* [Collected data entries]:
PR #2340, opened 2015-06-30
Fix guest embedding

JakeHartnell:
At the hacking the codex event, I found that unless I modified main.js, I couldn't get Epub.js to work as I couldn't instantiate the Annotator.Guest class, getting a nasty 'Annotator is undefined' error, and failing to create a Guest.

The docs currently suggest to assign the constructor function to 'window.hypothesisRole'. This first attempt at addressing the problem simply moves the constructor function into the 'window.hypothesisConfig' options. As such you would simply create a new guest annotator like so:

```
	return {
		Constructor: Annotator.Guest
	};
};
```

Thoughts? Other suggestions? This fixes the problem, but perhaps there is more to be done around our embed code?

I should note that Epub.js is not the only project that will be wanting to create Guest annotators for annotating iframes, so it would be nice if we could get this working so we can move forward with Readium.js integrations, etc.

### DIFF
--- a/h/static/scripts/annotator/main.js
+++ b/h/static/scripts/annotator/main.js
@@ -47,21 +47,12 @@ require('./plugin/textquote');
 require('./plugin/textposition');
 require('./plugin/textrange');
 
-var Klass = Annotator.Host;
-var docs = 'https://github.com/hypothesis/h/blob/master/README.rst#customized-embedding';
+var docs = 'https://h.readthedocs.org/en/latest/hacking/customized-embedding.html';
 var options = {
   app: jQuery('link[type="application/annotator+html"]').attr('href'),
   BucketBar: {container: '.annotator-frame'},
   Toolbar: {container: '.annotator-frame'}
 };
-
-if (window.hasOwnProperty('hypothesisRole')) {
-  if (typeof window.hypothesisRole === 'function') {
-    Klass = window.hypothesisRole;
-  } else {
-    throw new TypeError('hypothesisRole must be a constructor function, see: ' + docs);
-  }
-}
 
 // Simple IE autodetect function
 // See for example https://stackoverflow.com/questions/19999388/jquery-check-if-user-is-using-ie/21712356#21712356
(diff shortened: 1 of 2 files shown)


tilgovi:
Just lowercase `constructor` and I think we're good. Update the docs. I like it.
Also, as a good practice, let's delete the property from the options before passing it to the constructor. This is done because the option isn't used by the class that gets constructed, which doesn't need a handle to its own constructor. Best always not to pass superfluous things.

h/static/scripts/annotator/main.js
```diff
@@ -81,5 +73,6 @@ if (window.hasOwnProperty('hypothesisConfig')) {
 }
 
 Annotator.noConflict().$.noConflict(true)(function () {
-  window.annotator = new Klass(document.body, options);
+  window.annotator = new options.constructor(document.body, options);
+  delete options.constructor;
```
tilgovi: :ghost:

Use a temporary variable and delete it `before` it's passed. That was the whole point of deleting it ;).

h/static/scripts/annotator/main.js
```diff
@@ -47,22 +47,13 @@ require('./plugin/textquote');
...
 require('./plugin/textrange');
 
-var Klass = Annotator.Host;
-var docs = 'https://github.com/hypothesis/h/blob/master/README.rst#customized-embedding';
+var docs = 'https://h.readthedocs.org/en/latest/hacking/customized-embedding.html';
 var options = {
   app: jQuery('link[type="application/annotator+html"]').attr('href'),
   BucketBar: {container: '.annotator-frame'},
-  Toolbar: {container: '.annotator-frame'}
+  Toolbar: {container: '.annotator-frame'},
```
tilgovi: This is a syntax error.

JakeHartnell: My bad, fixed.

tilgovi:
Thanks. This is great. Thank you for the docs updates, too.

JakeHartnell:
:+1:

* [What this task involves]: Reproduce the complete data exactly as presented above.

* [Exercise output]:
PR #2340, opened 2015-06-30
Fix guest embedding

JakeHartnell:
At the hacking the codex event, I found that unless I modified main.js, I couldn't get Epub.js to work as I couldn't instantiate the Annotator.Guest class, getting a nasty 'Annotator is undefined' error, and failing to create a Guest.

The docs currently suggest to assign the constructor function to 'window.hypothesisRole'. This first attempt at addressing the problem simply moves the constructor function into the 'window.hypothesisConfig' options. As such you would simply create a new guest annotator like so:

```
	return {
		Constructor: Annotator.Guest
	};
};
```

Thoughts? Other suggestions? This fixes the problem, but perhaps there is more to be done around our embed code?

I should note that Epub.js is not the only project that will be wanting to create Guest annotators for annotating iframes, so it would be nice if we could get this working so we can move forward with Readium.js integrations, etc.

### DIFF
--- a/h/static/scripts/annotator/main.js
+++ b/h/static/scripts/annotator/main.js
@@ -47,21 +47,12 @@ require('./plugin/textquote');
 require('./plugin/textposition');
 require('./plugin/textrange');
 
-var Klass = Annotator.Host;
-var docs = 'https://github.com/hypothesis/h/blob/master/README.rst#customized-embedding';
+var docs = 'https://h.readthedocs.org/en/latest/hacking/customized-embedding.html';
 var options = {
   app: jQuery('link[type="application/annotator+html"]').attr('href'),
   BucketBar: {container: '.annotator-frame'},
   Toolbar: {container: '.annotator-frame'}
 };
-
-if (window.hasOwnProperty('hypothesisRole')) {
-  if (typeof window.hypothesisRole === 'function') {
-    Klass = window.hypothesisRole;
-  } else {
-    throw new TypeError('hypothesisRole must be a constructor function, see: ' + docs);
-  }
-}
 
 // Simple IE autodetect function
 // See for example https://stackoverflow.com/questions/19999388/jquery-check-if-user-is-using-ie/21712356#21712356
(diff shortened: 1 of 2 files shown)


tilgovi:
Just lowercase `constructor` and I think we're good. Update the docs. I like it.
Also, as a good practice, let's delete the property from the options before passing it to the constructor. This is done because the option isn't used by the class that gets constructed, which doesn't need a handle to its own constructor. Best always not to pass superfluous things.

h/static/scripts/annotator/main.js
```diff
@@ -81,5 +73,6 @@ if (window.hasOwnProperty('hypothesisConfig')) {
 }
 
 Annotator.noConflict().$.noConflict(true)(function () {
-  window.annotator = new Klass(document.body, options);
+  window.annotator = new options.constructor(document.body, options);
+  delete options.constructor;
```
tilgovi: :ghost:

Use a temporary variable and delete it `before` it's passed. That was the whole point of deleting it ;).

h/static/scripts/annotator/main.js
```diff
@@ -47,22 +47,13 @@ require('./plugin/textquote');
...
 require('./plugin/textrange');
 
-var Klass = Annotator.Host;
-var docs = 'https://github.com/hypothesis/h/blob/master/README.rst#customized-embedding';
+var docs = 'https://h.readthedocs.org/en/latest/hacking/customized-embedding.html';
 var options = {
   app: jQuery('link[type="application/annotator+html"]').attr('href'),
   BucketBar: {container: '.annotator-frame'},
-  Toolbar: {container: '.annotator-frame'}
+  Toolbar: {container: '.annotator-frame'},
```
tilgovi: This is a syntax error.

JakeHartnell: My bad, fixed.

tilgovi:
Thanks. This is great. Thank you for the docs updates, too.

JakeHartnell:
:+1:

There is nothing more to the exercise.